It’s 2017 and stated income loans remain true to their word of offering limited documentation mortgages. If you’re one of those who earn enough but can’t produce the customary paystubs and Form W-2s, a stated income loan might be for you. Consider this as your introduction to stated income loans, their requirements and qualities.
Stated Income Loan Requirements
Originating loans with two months’ worth of bank statements can be risky to lenders so to make up for that risk, they come up with other requirements that would still allow the loan to measure up to the regulators’ standards.
Before you do the actual shopping for loans, here’s what stated income loans require to help you qualify.
1. Credit. It’s a common misconception that stated income loans are for those with bad credit. On the contrary, borrowers may need more than the average credit score to qualify for a low doc home loan.
2. Downpayment. An ideal down payment on conventional mortgages is 20%. With stated income loans, the generally acceptable down payment is 40%. A larger down payment is said to deter a loan default.
3. Income. While the traditional process to document income can be dispensed with stated income loans, having a consistent job history is imperative. By consistency, it doesn’t have to be holding the same job for years but a record of having worked in the same industry for a certain period or a slight annual increase in income.
Stated Income Loans and Qualities
To make a meaningful comparison of stated income loans, consider how low doc loans operate in general.
Type of Mortgage: Stated income loans are historically adjustable-rate mortgages (ARMs).
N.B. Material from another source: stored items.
PR #179, opened 2016-05-17
Added missing restart of timer on WinRT

WinstonSmith77:
Timer for writeHeartBeat is not restarted on WinRT.

### DIFF
--- a/projects/client/RabbitMQ.Client/src/client/impl/Connection.cs
+++ b/projects/client/RabbitMQ.Client/src/client/impl/Connection.cs
@@ -1096,6 +1096,10 @@ entry.ToString());
                     TerminateMainloop();
                     FinishClose();
                 }
+                else
+                {
+                    _heartbeatWriteTimer.Change(Heartbeat * 1000, Timeout.Infinite);
+                }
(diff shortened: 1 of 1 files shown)


michaelklishin:
@kjnilsson if this can go into 3.6.x, please rebase against or cherry-pick to `stable`.

kjnilsson:
@WinstonSmith77 

hi - thanks for this! 

Could you give me some more information about why this change was required and what is specific to WinRT about it? As it stands the write timer will fire periodically anyway and shouldn't need resetting. 

Cheers
Karl

WinstonSmith77:
@kjnilsson Thank you for your response to our problem. 

Sorry. We did this fix in a hurry and did not search the actual reason for this bug. I just added the restart in HeartbeatWriteTimerCallback because there is on in HeartbeatReadTimerCallback and it worked afterwards.

But today a took some to analyze it properly. The root are are Lines 1001 and 1002 in Connection.cs. It reads  .Milliseconds but obviously it must be .TotalMilliseconds. This explains the difference between classic .net and WinRT as well.

Thank your for your efforts again

PR #191, opened 2016-05-31
Use TimeSpan.TotalMilliseconds on Windows RT

WinstonSmith77:
Reads Milliseconds; Must read TotalMilliseconds

### DIFF
--- a/projects/client/RabbitMQ.Client/src/client/impl/Connection.cs
+++ b/projects/client/RabbitMQ.Client/src/client/impl/Connection.cs
@@ -998,8 +998,8 @@ entry.ToString());
                 _heartbeatWriteTimer = new Timer(HeartbeatWriteTimerCallback);
                 _heartbeatReadTimer = new Timer(HeartbeatReadTimerCallback);
 #if NETFX_CORE
-                _heartbeatWriteTimer.Change(200, m_heartbeatTimeSpan.Milliseconds);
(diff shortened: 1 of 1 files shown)


michaelklishin:
That's a bit terse. Can we state clearly what the bug is? Is it that instead of a total time span only its milliseconds part was returned? (then it's pretty unfortunate naming compared e.g. to JodaTime).

kjnilsson:
TimeSpan.Milliseconds returns only the millisecond component. I bet this isn't the only time this naming has caused a bug. I will reword and merge this commit.

https://msdn.microsoft.com/en-us/library/system.timespan.milliseconds(v=vs.110).aspx

kjnilsson:
ok this has been reworded and cherry-picked into the stable branch, Thank you @WinstonSmith77

michaelklishin:
Thank you, @WinstonSmith77.

WinstonSmith77:
Thank you for your quick response. Will there be an updated NuGet anytime soon?

kjnilsson:
The .NET client releases are in step with broker releases. This fix will be
included in the next release (3.6.3) but I don't have a date for when that
will be.

michaelklishin:
@WinstonSmith77 we expect 3.6.3 to be available within a month. FWIW it will be in nightly builds in case you have reasons to not build from source.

Recently, there have been low doc loans that come with fixed interest rates.
Type of Property: These mortgages finance residential properties, which can be one-to-four unit dwellings, condominium units, etc. It’s however possible to finance an investment property with a stated income loan. Real estate professionals and savvy investors usually use low doc loans to buy homes for rental or income-producing purposes.
Rates and Fees: Rates and fees vary among lenders. For example, one lender offers rates on the 5% level. Compared to the going mortgage rates, stated income loans usually have higher rates because of the lending risk. It’s important to always shop and compare rates.
Repayment: The payback term for low doc loans also varies. Some lenders offer short terms, e.g. nine to 12 months. Others take up to five years to repay the loan.